Provisions View all 8 stories

Provisions #1: “languages I didn’t know I wanted to know”

Meditations in a crisis on poems by Solmaz Sharif, Mary Karr, and June Jordan.

Illustration: Anya Levy

In “Provisions,” three poetry readers reflect on a poem they’ve been holding close during this difficult time.

An umbrella plant sits on my windowsill. I sing a song as I give her water. She looks away from me, toward the light. What else enters my morning: a pinch of salt, a text from my cousin, stray notes from my neighbor’s record player—tiny, precious things, small counterpoints to the world’s colossal violence and enormous grief. 

In the spirit of the small, here, every other Friday, three people will offer a brief response to a poem they’re holding close—some work that’s nourishing them in a time of need. We don’t know how long this will last. Already, one participant had to pull out; she had begun to feel ill. Even as I write this, my own breath is too short to stretch over a line of my favorite poem. Still, I need poems now to pull me toward my breath, my body, to give form to formless things (love, pain, death), to teach me how to exist with what I don’t understand.

I’m especially grateful, these days, for how poetry can help us to live alongside absence, not to rush to fill it in. Little word unspooled from meaning, little line break, little plant inside an apartment. My hope is that we can come together in this space. I want to nourish something small, here, where I am. To join with your small here. To see what grows. 

—Claire Schwartz


LATELY, I’ve been holding Solmaz Sharif’s “Civilization Spurns the Leopard” close for its dedication to the gloriously quotidian—chattering sparrows, bare trees, potholes, pools of water. Its rhythms feel almost sinfully languorous, like so many of my evenings now. I rest, read, peel vegetables, oil my hair, spring clean, stretch, process. In this state of slowness, I am more acutely aware of my body. I register each new ache. “To step out of my door and hope to see something like a life,” Sharif writes. London feels lonelier, if that’s even possible. Those who can afford to have fled to country homes; the rest of us plod along to the best of our ability. My mother tells me another person in her social circle has fallen ill. The WhatsApp Auntie Network remains a sinuous web of misinformation and grief. Loved ones conduct birthdays via video call. Our Rasta neighbor punctuates the air with garage throwbacks. Some of the neighbors—now working from home—have begun to complain.

I feel perched on the edge of a historical rupture we are only beginning to understand.

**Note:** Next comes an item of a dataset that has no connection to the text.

PR #2652, opened 2024-04-11
fix backend check

jiqing-feng:
Hi @muellerzr . This PR fixed the backend assignment. It avoids confusing backend checks and distributed_type checks. We should assign distributed_type by env first and then decide whether to assign backend.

This is the easiest part to admit. What’s harder to convey is the nauseating smugness of being proven right in the worst of ways. For those of us carrying histories of catastrophe as diasporic muscle memory, even our anxieties have anxieties. Word to Charlie Brown. Our survival instincts kick in with a predictable urgency. We have always known we would one day have to outrun or acclimate to the apocalyptic. “To lose even the loss.” After all, it has happened before.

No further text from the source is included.